The following is not intended as legal advice, or any interpretation of the law. It’s just a starting point for people who own a haunted house — or a home with a ‘haunted’ reputation — so you can learn whether that fact must be disclosed during the sale.

The fact that a house that is haunted, or has a reputation as ‘haunted’, might be a material fact that the seller must disclose. Some realtors recommend telling the prospective buyers, while some attorneys have other opinions. (See links in my “Resources” section, below.)

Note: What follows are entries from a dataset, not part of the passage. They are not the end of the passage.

PR #43, opened 2024-12-21
[pdp] Map feature columns to human-friendly names

bdewilde:
## changes

- adds `tomli` as optional project dependency (for PY3.10 only)
- adds "assets" directory, and within it, adds a "features table" toml file mapping PDP column names to human-friendly feature names (and, eventually, fuller descriptions)
- adds a utils func to load+parse features tables from disk
- adds feature values to inference topn feature display function (ported from https://github.com/datakind/student-success-intervention/pull/120) and also optional feature name mapping by way of a features table

## context

PDP's internal feature column naming is a bit... technical. Advisors need more friendly naming to help them interpret model outputs correctly.

## questions

- Does this seem like a reasonable implementation?
- How do y'all feel about [TOML](https://toml.io/en/)? Personally I love it, and much prefer it over YAML. :D

### DIFF
--- a/src/student_success_tool/assets/pdp/features_table.toml
+++ b/src/student_success_tool/assets/pdp/features_table.toml
@@ -62,43 +62,35 @@ num_courses_grade_above_section_avg = { name = "number of courses this term with
 cohort_term = { name = "student's cohort (enrollment) term" }
 enrollment_type = { name = "student's enrollment type " }
 enrollment_intensity_first_term = { name = "student's first-term enrollment intensity" }
-math_placement = { name = "TODO" }
-english_placement = { name = "TODO" }
-dual_and_summer_enrollment = { name = "TODO" }
-race = { name = "TODO" }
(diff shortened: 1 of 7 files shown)


src/student_success_tool/assets/pdp/features_table.toml
vishpillai123, line 1: Having human friendly names in our output feature file is a great idea. Definitely onboard with this. I'm also open to .toml file, I don't necessarily have a preference either way.

src/student_success_tool/modeling/inference.py
vishpillai123, line 1: Should we also update the unit test as well under `tests/modeling/test_inference.py`?

Other than that, this looks good to me and similar to the changes in the private repo.

bdewilde: Yeah, good call. I ported those tests over as-is from the private repo; will modernize and extend here.

vishpillai123 (approved):

PR #44, opened 2024-12-22
[pdp] Add project config functionality

bdewilde:
## changes

- adds `pydantic` to build dependencies, used to define generic schemas analogously to `pandera` for datasets
- adds `configs` subpackage, with functionality for loading and validating project configuration from a toml file
- adds (first-draft) config schema for PDP projects
- adds example usage to template nb

## context

This is a next step in standardizing / productionalizing PDP projects: most functionality being driven by a standard, human-friendly config file. We've long had something like this for model training in the private, school-specific repo, but this generalizes / improves upon the concept.

Builds on PR #43, which introduced toml for feature tables.

[Here](https://github.com/datakind/student-success-intervention/blob/c72f86311e7f088e044e37494a7bbae932007fd8/analysis/uscb/config.toml) is an example config file.

## questions

- What do you think of the config schema? Does it make sense / feel intuitive? Is there anything you'd change or that you think is missing? (I have ideas myself, but figured it would be better to share a rough draft to the world before iterating.)

### DIFF
--- a/notebooks/pdp/02-prepare-modeling-dataset-TEMPLATE.py
+++ b/notebooks/pdp/02-prepare-modeling-dataset-TEMPLATE.py
@@ -39,6 +39,7 @@ import pandas as pd
 import seaborn as sb
 from databricks.connect import DatabricksSession
 
+from student_success_tool import configs
 from student_success_tool.analysis import pdp
 
 # COMMAND ----------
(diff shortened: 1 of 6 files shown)


vishpillai123 (approved):
Config implementation will be useful here in terms of ensuring valid inputs to `make_student_term_dataset` and when training/evaluating the model. Config file also looks pretty standard and well-documented.

PR #45, opened 2024-12-27
[pdp] Lowercase all pdp feature names

bdewilde:
## context

This was a bug! Data generated via lib func could have different names compared to the same data read back from a delta table. Folks have run into this in multiple PDP pipelines.

## questions

- is this an acceptable way to handle the problem? bit of a hack, but 🤷

### DIFF
--- a/src/student_success_tool/analysis/pdp/dataops.py
+++ b/src/student_success_tool/analysis/pdp/dataops.py
@@ -5,7 +5,7 @@ import typing as t
 
 import pandas as pd
 
-from . import constants, features, types
+from . import constants, features, types, utils
 
 LOGGER = logging.getLogger(__name__)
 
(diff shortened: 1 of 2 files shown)


src/student_success_tool/analysis/pdp/dataops.py
vishpillai123, line 1: standard code, looks good to me

src/student_success_tool/analysis/pdp/utils.py
vishpillai123, line 1: spaces look like typo, but looks fine to me.

vishpillai123 (approved):
overall looks good

src/student_success_tool/analysis/pdp/utils.py
bdewilde: This was just a linting thing -- I'm not sure where those extra whitespace lines came from, but they shouldn't be there.

PR #46, opened 2024-12-29
[pdp] Update template modeling nb to work

bdewilde:
## changes

Updates template train-evaluate-model nb using code in this repo in a way that's compatible with AutoML -- the key was installing `sst` without its dependencies, and instead leveraging those already available in the Databricks Runtime. This is a bit of a hack, but it works, and is closer to what Databricks recommends for AutoML usage.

Many states have laws the directly address the ‘haunted’ issue. Others more generally talk about ‘stigmatized’ property, and the significance of the stigma (such as a ‘haunted’ reputation) is decided on a case-by-case basis.

If you have questions, I strongly recommend talking first with a realtor, and then with an attorney who specializes in real estate and property law.

I also suggest consulting a professional ghost investigator who is trained to rule out weird — but entirely normal — problems that can make a house merely seem haunted.  Most of those issues are covered in my book, “Is Your House Haunted?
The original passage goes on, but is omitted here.